I really don't understand her unwillingness to proactively contact me. Especially when I've made it clear that this is one really simple act that would make me feel special to her and obviously keep us bonded together. 

Her rationale is that she "doesn't contact men." Okay, well I certainly appreciate that in a women when she allows me to pursue. But I am supposedly not just another "man" and we are certainly not just starting out here... we've been together for over TWO YEARS! 

My question is, do any of you guys have this situation and do any of you girls treat your boyfriend / husband this way? Also, is there any chance of this odd behavior changing?


----------



## Keeponrollin (May 14, 2013)

After 2 years and she still playing that card? A couple of questions for you..
1) who contacts who to go out on dates?
2) Does she tell you not to come over when you ask?

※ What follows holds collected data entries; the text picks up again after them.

PR #860, opened 2023-12-01
Fix submodule path

laemtl:
Manually fix the submodule path. Will require further investigations.


emmetaobrien (approved):
Looks fine to me.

After 2 years of dating there should be no playing games and that is what it sounds like is game playing to me.


----------



## Homemaker_Numero_Uno (Jan 18, 2011)

trailwalker said:


> My gf and I have been together for over 2 years. However, if there is any communication between us it is totally up to me to initiate the conversation.
> 
> For instance, we don't live together but I spend at least 4 nights a week at her home. I leave for work in the morning and on some days return to my home for that particular night. If I do not make some form of contact with her (phone, email, text) until let's say the evening after 5 or 6 then she becomes rather bothered and wonders what I've been up to all day to not contact her. But the same rules apparently do not apply for her. She can go all day long with no contact whatsoever and it's just fine with her.
> 
> ...


If neither of you is willing to give the other what they really want during the day, it's an issue. Someone needs to make the first move during the day. I don't think you should even go one day without contacting her, even if she doesn't. It will make her feel insecure, and then she will feel like she is hounding you and admitting that she's insecure if she messages you. Emotionally, she sounds a bit messed up needing so much assurance and not willing to understand you can feel the same as her. Her relationship with men must be that she always allowed me to have all the power in a relationship in the past. Now it sounds like she's overcompensating. But on your part, if you feel emotionally bonded to her, don't let a whole day pass without letting her know how you feel. If after several months of this, and maybe cutting back on sex and overnights and increasing other forms of reassurances and security-building, she is still not reciprocating despite you stating your needs, if she's not willing to go to counseling and try to work it out, I'd bail. Emotional bonding and reassurances are a 2-way street. You don't want to sentence yourself to a lifetime of feeling unloved during the day.


----------



## SunnyT (Jun 22, 2011)

She's a twit. After two years this is stupid behavior.


----------



## trailwalker (Apr 24, 2013)

Homemaker_Numero_Uno said:


> If neither of you is willing to give the other what they really want during the day, it's an issue. Someone needs to make the first move during the day. I don't think you should even go one day without contacting her, even if she doesn't. It will make her feel insecure, and then she will feel like she is hounding you and admitting that she's insecure if she messages you. Emotionally, she sounds a bit messed up needing so much assurance and not willing to understand you can feel the same as her. Her relationship with men must be that she always allowed me to have all the power in a relationship in the past. Now it sounds like she's overcompensating. But on your part, if you feel emotionally bonded to her, don't let a whole day pass without letting her know how you feel. If after several months of this, and maybe cutting back on sex and overnights and increasing other forms of reassurances and security-building, she is still not reciprocating despite you stating your needs, if she's not willing to go to counseling and try to work it out, I'd bail. Emotional bonding and reassurances are a 2-way street. You don't want to sentence yourself to a lifetime of feeling unloved during the day.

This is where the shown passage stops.